Task goal:
Look through the entries for the string "instead" and copy every line where it shows up.

------

PR #1306, opened 2022-06-23
[14.0] shopinvader: improve _convert_one_line method in abstract_sale service

JuMiSanAr:
This method now has another default in case no variants match the language of the partner_id.
It now uses the language of the backend as a last resort.

### DIFF
--- a/shopinvader/models/product_product.py
+++ b/shopinvader/models/product_product.py
@@ -2,7 +2,11 @@
 # @author Sébastien BEAU <sebastien.beau@akretion.com>
 # License AGPL-3.0 or later (http://www.gnu.org/licenses/agpl).
 
+import logging
+
 from odoo import api, fields, models
+
+_logger = logging.getLogger(__name__)
 
 
 class ProductProduct(models.Model):
@@ -59,12 +63,27 @@ class ProductProduct(models.Model):
             self.shopinvader_bind_ids.filtered(lambda x: x.backend_id == backend)
         )
 
-    def _get_invader_variant(self, backend, lang):
+    def _get_invader_variant(self, backend, lang, safe_default=False):
         """Retrieve invader variant by backend and language.
 
         :param backend: backend recordset
         :param lang: lang code
+        :param safe_default: true to fallback to backend lang
         """
+        variant = self._find_invader_variant(backend, lang)
+        if not variant and safe_default:
+            # TODO: we should probably have a new field `default_lang_id` on the backend
+            lang = fields.first(
+                self.shopinvader_bind_ids.filtered(lambda x: x.backend_id == backend)
+            ).lang_id.code
+            _logger.debug(
+                "Falling back to the first lang of the shopinvader backend: `%s",
+                lang,
+            )
+            variant = self._find_invader_variant(backend, lang)
+        return variant
+
+    def _find_invader_variant(self, backend, lang):
         return self.shopinvader_bind_ids.filtered(
             lambda x: x.backend_id == backend and x.lang_id.code == lang
         )
--- a/shopinvader/services/abstract_sale.py
+++ b/shopinvader/services/abstract_sale.py
@@ -55,7 +55,9 @@ class AbstractSaleService(AbstractComponent):
             # this likely should never happen if the request from client
             # is forwarded properly
             variant = line.product_id._get_invader_variant(
-                self.shopinvader_backend, line.order_id.partner_id.lang
+                self.shopinvader_backend,
+                line.order_id.partner_id.lang,
+                safe_default=True,
             )
         product = self._convert_one_line_product(variant)
         return {
--- a/shopinvader/tests/test_product.py
+++ b/shopinvader/tests/test_product.py
@@ -17,6 +17,26 @@ class ProductCase(ProductCommonCase):
         super().setUpClass()
         cls.env = cls.env(context=dict(cls.env.context, test_queue_job_no_delay=True))
         cls.backend = cls.backend.with_context(test_queue_job_no_delay=True)
+        cls.variant_en = cls.env["product.product"].create(
+            {
+                "name": "EN variant",
+            }
+        )
+        cls.variant_fr = cls.env["product.product"].create(
+            {
+                "name": "FR variant",
+            }
+        )
+        bind_wizard = cls.env["shopinvader.variant.binding.wizard"].create(
+            {
+                "backend_id": cls.backend.id,
+                "product_ids": [cls.variant_en.id, cls.variant_fr.id],
+            }
+        )
+        bind_wizard.bind_products()
+        cls.variant_fr.shopinvader_bind_ids.lang_id = cls._install_lang(
+            cls.backend, "base.lang_fr"
+        )
 
     def test_create_shopinvader_variant(self):
         self.assertEqual(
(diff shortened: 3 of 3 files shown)


shopinvader/services/abstract_sale.py
```diff
@@ -57,6 +57,14 @@ def _convert_one_line(self, line):
             variant = line.product_id._get_invader_variant(
                 self.shopinvader_backend, line.order_id.partner_id.lang
             )
+        if not variant:
+            # we will only land here if the language
+            # still doesn't match a variant, in which case
+            # we will resort to the lang of the backend
+            backend_lang = line.product_id.shopinvader_bind_ids.filtered(lambda x: x.backend_id == self.shopinvader_backend).lang_id.code
```
simahawk: As I showed you this code is broken because you might get more than one binding.
Moreover, if we want to provide a fallback I'd implement this into `_get_invader_variant` by adding a kw `safe_default=False` which will select the _first_ available variant.

simahawk (changes requested):

shopinvader/models/product_product.py
```diff
@@ -59,12 +62,26 @@ def _add_to_cart_allowed(self, backend, partner=None):
...
         """Retrieve invader variant by backend and language.
 
         :param backend: backend recordset
         :param lang: lang code
+        :param safe_default: true to fallback to backend lang 
         """
+        variant = self._find_variant(backend, lang)
+        if not variant and safe_default:
+            lang = self.shopinvader_bind_ids.filtered(
+                lambda x: x.backend_id == backend).lang_id[0].code
```
simahawk:
```suggestion
            lang = self._find_invader_variant(backend, backend.lang_ids[0].code)
```

shopinvader/models/product_product.py
```diff
@@ -59,12 +62,26 @@ def _add_to_cart_allowed(self, backend, partner=None):
...
+            _logger.debug(
+                "Falling back to the first lang of the shopinvader backend: `%s",
+                lang,
+            )
+
+            variant = self._find_variant(backend, lang)
+        return variant
+
+    def _find_variant(self, backend, lang):
```
simahawk:
```suggestion
    def _find_invader_variant(self, backend, lang):
```

shopinvader/models/product_product.py
simahawk: are you sure about backend.lang_id?

simahawk (changes requested):

shopinvader/models/product_product.py
simahawk: please add a test to cover this case

mmequignon: I would use `fields.first(backend.lang_ids)` instead of `backend.lang_ids[0]`

JuMiSanAr: It's actually lang_id that we need to use (no need for indexing) as lang_id stores the default language of the backend.

shopinvader/models/product_product.py
```diff
@@ -59,12 +63,26 @@ def _add_to_cart_allowed(self, backend, partner=None):
...
 
         :param backend: backend recordset
         :param lang: lang code
+        :param safe_default: true to fallback to backend lang
         """
+        variant = self._find_invader_variant(backend, lang)
+        if not variant and safe_default:
+            lang = self.shopinvader_bind_ids.filtered(
+                lambda x: x.backend_id == backend
+            ).lang_id.code
```
simahawk: this is broken w/ more than one lang!
```suggestion
            # TODO: we should probably have a new field `default_lang_id` on the backend
            lang = fields.first(self.shopinvader_bind_ids.filtered(
                lambda x: x.backend_id == backend
            )).lang_id.code
```

simahawk (changes requested):

shopinvader/models/product_product.py
JuMiSanAr: It's a Many2one isn't it? Only one lang can be stored here
image

shopinvader/models/product_product.py
mmequignon: bind_ids is a m2o, which means that `bind_ids.backend_id.lang_id` will return multiple langs.

JuMiSanAr: I will add fields.first there to be on the safe side, but can there be more than 1 binded id per backend after applying the filter anyway?

shopinvader/models/product_product.py
JuMiSanAr: See comment above

shopinvader/services/abstract_sale.py
```diff
@@ -55,7 +55,7 @@ def _convert_one_line(self, line):
             # this likely should never happen if the request from client
             # is forwarded properly
             variant = line.product_id._get_invader_variant(
-                self.shopinvader_backend, line.order_id.partner_id.lang
+                self.shopinvader_backend, line.order_id.partner_id.lang, True
```
simahawk:
```suggestion
                self.shopinvader_backend, line.order_id.partner_id.lang, safe_default=True
```

shopinvader/tests/test_product.py
```diff
@@ -896,18 +916,53 @@ def test_unbind_variant(self):
...
 
     def test_get_invader_variant(self):
-        lang = self._install_lang("base.lang_fr")
-        self.backend.lang_ids |= lang
-        prod = self.env.ref("product.product_product_4b")
-        self._bind_products(prod)
-        variant_en = prod.shopinvader_bind_ids.filtered(
-            lambda x: x.lang_id.code == "en_US"
+        # Test that we successfully find a shopinvader variant
+        # if a product variant with the requested language has been binded to the backend.
```
simahawk:
```suggestion
        # if a product variant with the requested language has been bound to the backend.
```

shopinvader/models/product_product.py
mmequignon: You can have multiple binds referenced by self. Each one of those might have a different backend, and those backends might have different langs.

JuMiSanAr: But here we're talking about the lang of the bind_id and not the lang of the backend, right? I was just wondering if there was any case where we could find more than 1 shopinvader_bind_ids per backend for a product variant.

In any case, I've added the fields.first() to make sure we never get more than 1 shopinvader_bind_ids, this will only give 1 language every time.

simahawk: > But here we're talking about the lang of the bind_id and not the lang of the backend, right? I was just wondering if there was any case where we could find more than 1 shopinvader_bind_ids per backend for a product variant.

That's the point. Here you can have N bindings for the same backend for N languages.

JuMiSanAr: And each of those bindings will have 1 lang_id so fields.first should only be applied to shopinvader_bind_ids, and not shopinvader_bind_ids.lang_id, correct?

mmequignon: In order to not retrieve `bakend_id` and then `lang_id` for each one of the bindings, better use `fields.first(self.shopinvader_bind_ids)`, I think.

JuMiSanAr: Current code: 
`lang = fields.first(self.shopinvader_bind_ids.filtered(lambda x: x.backend_id == backend)).lang_id.code`


If I use `fields.first(self.shopinvader_bind_ids)` instead, I could potentially get a bind from a different backend, which wouldn't be correct.
`lang_id` is only going to be accessed for the filtered `shopinvader_bind_id` record.

JuMiSanAr:
Build is failing, see:
https://github.com/shopinvader/odoo-shopinvader/pull/1320

shopinvader/models/product_product.py
mmequignon: Your current code is the right one. Sorry to take shortcuts in my comments :pray:

sebastienbeau:
@simahawk it's ready for you ?

PR #1308, opened 2022-06-27
[14.0][FIX] shopinvader: fix active=True on shopinvader_product

hparfr:
Propagate active=True to variants
(before only active=False was propagated)
And add the active field on shopinvader_product_view

### DIFF
--- a/shopinvader/models/shopinvader_variant.py
+++ b/shopinvader/models/shopinvader_variant.py
@@ -76,11 +76,7 @@ class ShopinvaderVariant(models.Model):
     def _compute_active(self):
         """Deactivate bindings if related records are archived"""
         for rec in self:
-            rec.active = (
-                rec.active
-                and rec.shopinvader_product_id.active
-                and rec.record_id.active
-            )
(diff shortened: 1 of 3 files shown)


ivantodorovich:
Wasn't this intentional, though?

With this change, one can easily re-activate unwanted shopinvader.variants.
Imagine you have a product and a shopinvader binding.
After a while you disable the binding.
After some more time you (or worse, someone else) archived the product by mistake, so you/else unarchive it immediately after.

Your shopinvader.variant is re-enabled and you don't even know it

hparfr:
Yes, but the current situation is worst: 
1) from the product tmpl page, the user deactivate the shopinvader binding.
2) then from the same page, if he activate the binding, he gets a false-positive feedback (shopinvader binding is active), but nothing happens on his shop. Worst, the recompute() disable his shopinvader binding because all the variants are inactive.
3) from the product tmpl page, it's hard to figure what happened and it's impossible to re-enable the products from there.

hparfr:
ping @sebastienbeau

PR #1311, opened 2022-07-01
[14.0][IMP] Switch to OCA copier

rousseldenis:
As the shopinvader copier is quite old and harsh to maintain, I propose to switch to OCA one.


rousseldenis:
@shopinvader/shopinvader-maintainers

.github/workflows/test.yml
```diff
@@ -28,8 +49,6 @@ jobs:
           POSTGRES_DB: odoo
         ports:
           - 5432:5432
-    env:
-      PIP_EXTRA_INDEX_URL: "https://wheelhouse.shopinvader.com/simple/"
```
sbidoul: We need to preserve this.

.github/workflows/test.yml
```diff
@@ -40,7 +59,6 @@ jobs:
         run: manifestoo -d . check-licenses
       - name: Check development status
         run: manifestoo -d . check-dev-status --default-dev-status=Beta
-        continue-on-error: true
```
sbidoul, line 43: And probably this too until all dev status issues are fixed.

sbidoul (changes requested):
We need to add new copier questions in the template 
- to make the dev status and license check optional
- to ask for environment variables

.github/workflows/test.yml
rousseldenis: Could we do this at the same time of switching ?

rousseldenis:
@sbidoul What's your advice for test-requirements.txt url problem ?

I pinged there but ... https://github.com/shopinvader/locomotivecms-python-client/issues/5

.github/workflows/test.yml
rousseldenis: I forced module dev statuses here. If you think ignoring option is better...

rousseldenis:
> We need to add new copier questions in the template
> 
> * to make the dev status and license check optional
> * to ask for environment variables

Ooooh, ok, on OCA side.

sbidoul:
BTW, I'm sure we should downgrade the dev statuses (because it could create issues in downstream projects that check them). I'd rather keep the check silent. We'll fix all that in 16.

hparfr:
What is the status of this PR ?

sbidoul:
> What is the status of this PR ?

Blocked on https://github.com/OCA/oca-addons-repo-template/pull/146

simahawk:
@rousseldenis @sbidoul can we unlock this?
The work on the OCA template has been done https://github.com/OCA/oca-addons-repo-template/pull/179
There are quite some pending PRs on 14.0 that would benefit from this.
Also, the 14.0 branch is red ATM.

simahawk:
FYI I'm testing an updated version here https://github.com/shopinvader/odoo-shopinvader/pull/1352

simahawk:
Build is green here https://github.com/shopinvader/odoo-shopinvader/pull/1352 I'd close this if you don't mind.

PR #1315, opened 2022-08-25
[14.0] shoinvader_customer_validate: improve address validate wizard

simahawk:
* select only one backend at time
* show a warning if mixed backends are involved
* add some tests

### DIFF
--- a/shopinvader_customer_validate/models/res_partner.py
+++ b/shopinvader_customer_validate/models/res_partner.py
@@ -37,6 +37,12 @@ class ResPartner(models.Model):
         compute="_compute_display_flags",
         compute_sudo=True,
     )
+    backends_display = fields.Char(
+        help="Tech field to be used in views "
+        "to display on which backends an address can be used",
+        compute="_compute_backends_display",
+        compute_sudo=True,
+    )
 
     @api.depends("shopinvader_bind_ids.state")
     def _compute_has_shopinvader_user(self):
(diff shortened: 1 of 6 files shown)


shopinvader_customer_validate/models/res_partner.py
```diff
@@ -85,6 +91,19 @@ def _display_validate_address(self):
...
+    def _compute_backends_display(self):
+        for rec in self:
+            rec.backends_display = ", ".join(rec._get_valid_backends().mapped("name"))
+
+    def _get_valid_backends(self):
+        """Get valid backends from partner's hierarchy."""
+        partners = self
+        backends = partners.shopinvader_bind_ids.backend_id
+        while partners.parent_id:
+            backends |= partners.parent_id.shopinvader_bind_ids.backend_id
```
mmequignon, line 103: Ss seen here, union isn't as efficient as browsing a set.
https://gist.github.com/guewen/a4a2eba5d128b4ed3129866f80571fbd

simahawk: I know :wink:

mmequignon: That's probably why the build is :apple: 
:see_no_evil:

shopinvader_customer_validate/models/res_partner.py
```diff
@@ -85,6 +91,19 @@ def _display_validate_address(self):
         has_parent = self._get_has_shopinvader_parent()
         return has_parent and self.address_type == "address"
 
+    def _compute_backends_display(self):
+        for rec in self:
+            rec.backends_display = ", ".join(rec._get_valid_backends().mapped("name"))
```
sebalix, line 96: Suggestion, to be agnostic about the field representing the record:
```suggestion
            rec.backends_display = ", ".join(rec._get_valid_backends().mapped("display_name"))
```

sebalix (approved):

PR #1278, opened 2022-04-19
[14.0] Add shopinvader_data_stored

simahawk:
Replaces #1237 
Depends on 

- [x] https://github.com/shopinvader/odoo-shopinvader/pull/1277
- [x] https://github.com/OCA/server-tools/pull/2324

Moves out of the search engine the capabilities to pre-compute data to expose via API.
In the long term, it would be ideal to refactor search engine on https://github.com/OCA/server-tools/pull/2324

**TODO**
- [ ] add tests
- [ ] update s_search_engine roadmap

PR #1319, opened 2022-09-14
[14.0][IMP] shopinvader: add possibility to use a specific exporter

acsonefho:
Add possibility to use a specific exporter for shopinvader.variant json used as response in shopinvader_request case.

By default, the M2O field is empty and keep the previous behaviour.

### DIFF
--- a/shopinvader/models/shopinvader_variant.py
+++ b/shopinvader/models/shopinvader_variant.py
@@ -343,6 +343,9 @@ class ShopinvaderVariant(models.Model):
 
     def get_shop_data(self):
         """Return product data for the shop."""
+        if self.backend_id.variant_exporter_id:
+            exporter = self.backend_id.variant_exporter_id
+            return self.jsonify(exporter.get_json_parser(), one=True)
         return self._get_shop_data()
 
     def _get_shop_data(self):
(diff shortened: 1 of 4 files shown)


simahawk:
I did something similar here https://github.com/shopinvader/odoo-shopinvader/pull/1278. Can you have a look?

simahawk:
The build is broken w/ the same error on plain 14.0 https://github.com/shopinvader/odoo-shopinvader/actions/runs/3051196438/jobs/4919136604#step:8:212

See #1320

shopinvader/models/shopinvader_variant.py
```diff
@@ -343,6 +343,12 @@ def get_value(record, key):
 
     def get_shop_data(self):
         """Return product data for the shop."""
+        if (
+            self.env.context.get("shopinvader_request")
```
Cedric-Pigeon: not sure it is required

sebastienbeau:
@Cedric-Pigeon @lmignon if it's ok for you, you can merge it

lmignon:
@sebastienbeau If we merge this one it will collide with #1278 which is older.... The same field `variant_exporter_id`will be used to allows to have different exporters by backends on one side and to have a custom exporter when the product's information are converted into json to be put into the cart / sale info.... 
For sure, it's always a bad idea to serve the same information from different sources (search engine and odoo)..... and it cost always a lot.

@acsonefho can you find a way to avoid conflicts with the pr of @simahawk

PR #1317, opened 2022-09-02
[14.0][FIX] Fix pylint

acsonefho:
Make this branch green
- Pylint
- Fix with lint update (some code edited + readme update)
- Restrict the version (for unit test) because of this PR on queue-job: https://github.com/OCA/queue/pull/403. That make test failed!

PR #1320, opened 2022-09-15
[14.0] build broken

JuMiSanAr:
TEST

PR #1321, opened 2022-09-15
[FIX] 14.0: export_selected_products: 1 at a time

PierrickBrun:
before:

Wen using `with_delay`, when the function is called with several products, it creates one job instead of 1 per product

after:

It creates 1 job per product

This is due to `with_delay` being called only once. And `with_delay` only creates one job and not 1 per function call.
I don't know if this should be changed in `queue_job` or if this is wanted.

### DIFF
--- a/shopinvader/models/shopinvader_backend.py
+++ b/shopinvader/models/shopinvader_backend.py
@@ -448,11 +448,11 @@ class ShopinvaderBackend(models.Model):
             grouped_by_template = defaultdict(self.env["product.product"].browse)
             for rec in products:
                 grouped_by_template[rec.product_tmpl_id] |= rec
-            method = backend.with_delay().bind_single_product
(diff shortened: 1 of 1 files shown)


simahawk (commented):
Good catch, thanks!

simahawk:
the build will likely fail, see https://github.com/shopinvader/odoo-shopinvader/pull/1320

simahawk:
seems like this is the fix then :smile:

PierrickBrun:
> seems like this is the fix then smile

Apparently !


> Good catch, thanks!

Not, mine, courtesy of olivier@naya-tec.com :)

simahawk:
@acsonefho can you fix #1317 so that we can merge this one to fix all builds? :pray:

simahawk:
Getting merged into #1317

PR #1322, opened 2022-09-16
[14.0] shopinvader: allow to filter out inactive invader variants

JuMiSanAr:
A new flag is added to _get_invader_variant to allow the caller to determine whether to use all invader variants or only the ones that are active.

### DIFF
--- a/shopinvader/models/product_product.py
+++ b/shopinvader/models/product_product.py
@@ -59,13 +59,24 @@ class ProductProduct(models.Model):
             self.shopinvader_bind_ids.filtered(lambda x: x.backend_id == backend)
         )
 
-    def _get_invader_variant(self, backend, lang):
+    def _get_invader_variant(self, backend, lang, only_active=True):
         """Retrieve invader variant by backend and language.
 
         :param backend: backend recordset
         :param lang: lang code
         """
-        return self.shopinvader_bind_ids.filtered(
+        # We perform a first check to include inactive bindings
+        # if either the "only_active" argument is False or
+        # the "active_test" flag from the context is not found.
+        bindings = self.shopinvader_bind_ids
+        active_test = None
+        if "active_test" in self.env.context:
+            active_test = self.env.context.get("active_test")
+        if not only_active and active_test is None:
+            bindings = bindings.with_context(active_test=False)
+
+        # We find the relevant bindings.
+        return bindings.filtered(
             lambda x: x.backend_id == backend and x.lang_id.code == lang
         )
 


shopinvader/models/product_product.py
```diff
@@ -59,14 +59,17 @@ def _add_to_cart_allowed(self, backend, partner=None):
...
         :param backend: backend recordset
         :param lang: lang code
         """
+        active = (True,) if only_active else (True, False)
         return self.shopinvader_bind_ids.filtered(
-            lambda x: x.backend_id == backend and x.lang_id.code == lang
+            lambda x: x.backend_id == backend
+            and x.lang_id.code == lang
+            and x.active in active
         )
```
i-vyshnevska, line 81: suppose the change should be done here
https://github.com/shopinvader/odoo-shopinvader/blob/6898c93dcc1af3419c4a3b517a4abb03492a5593/shopinvader_wishlist/models/product_set.py#L52

JuMiSanAr: The idea is to make this behavior the default when getting a shopinvader variant, not just for the wishlist.

@simahawk we checked this together, but maybe it's better to follow Iryna's approach to make sure this doesn't break any other implementations?

simahawk: @JuMiSanAr she's right in the sense that if you want to be able to filter explicitly on the active flag, you'll have to use `active_test=False` before you load the bindings otherwise inactive records won't be considered. 
BUT we have that flag already, hence I don't see anything to be done there if not calling this method w/ `only_active=False` explicitly.

simahawk: Sorry, missing one point: this method is not only for the wishlist case. Hence, to let the flag fully control the behavior of the method we should probably set active_test in the context based on the value of the active_only flag.

shopinvader/models/product_product.py
```diff
@@ -59,13 +59,24 @@ def _add_to_cart_allowed(self, backend, partner=None):
...
         :param backend: backend recordset
         :param lang: lang code
         """
-        return self.shopinvader_bind_ids.filtered(
+        # We perform a first check to include inactive bindings
+        # if either the "only_active" argument is False or
+        # the "active_test" flag from the context is not found.
+        bindings = self.shopinvader_bind_ids
+        active_test = None
+        if "active_test" in self.env.context:
```
i-vyshnevska, line 73: I would expect to see a change here
https://github.com/shopinvader/odoo-shopinvader/blob/6898c93dcc1af3419c4a3b517a4abb03492a5593/shopinvader_wishlist/models/product_set.py#L52
you need to remove that line and call "_get_invader_variant" with explicit args "only_active=False"
and in "_get_invader_variant" method do not check what is in context just set the context according to the only_active

also, you may check other calls _get_invader_variant, if the context is used there we also want to replace it on flag  usage

shopinvader/models/product_product.py
```diff
@@ -59,13 +59,24 @@ def _add_to_cart_allowed(self, backend, partner=None):
...
+            active_test = self.env.context.get("active_test")
```
TDu, line 74:
```suggestion
        active_test = self.env.context.get("active_test", None)
```

mmequignon: default return value for `.get()` is None.
```suggestion
        active_test = self.env.context.get("active_test")
```

simahawk:
I took another approach here https://github.com/shopinvader/odoo-shopinvader/pull/1347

------

Answer section:
mmequignon: I would use `fields.first(backend.lang_ids)` instead of `backend.lang_ids[0]`
If I use `fields.first(self.shopinvader_bind_ids)` instead, I could potentially get a bind from a different backend, which wouldn't be correct.
Wen using `with_delay`, when the function is called with several products, it creates one job instead of 1 per product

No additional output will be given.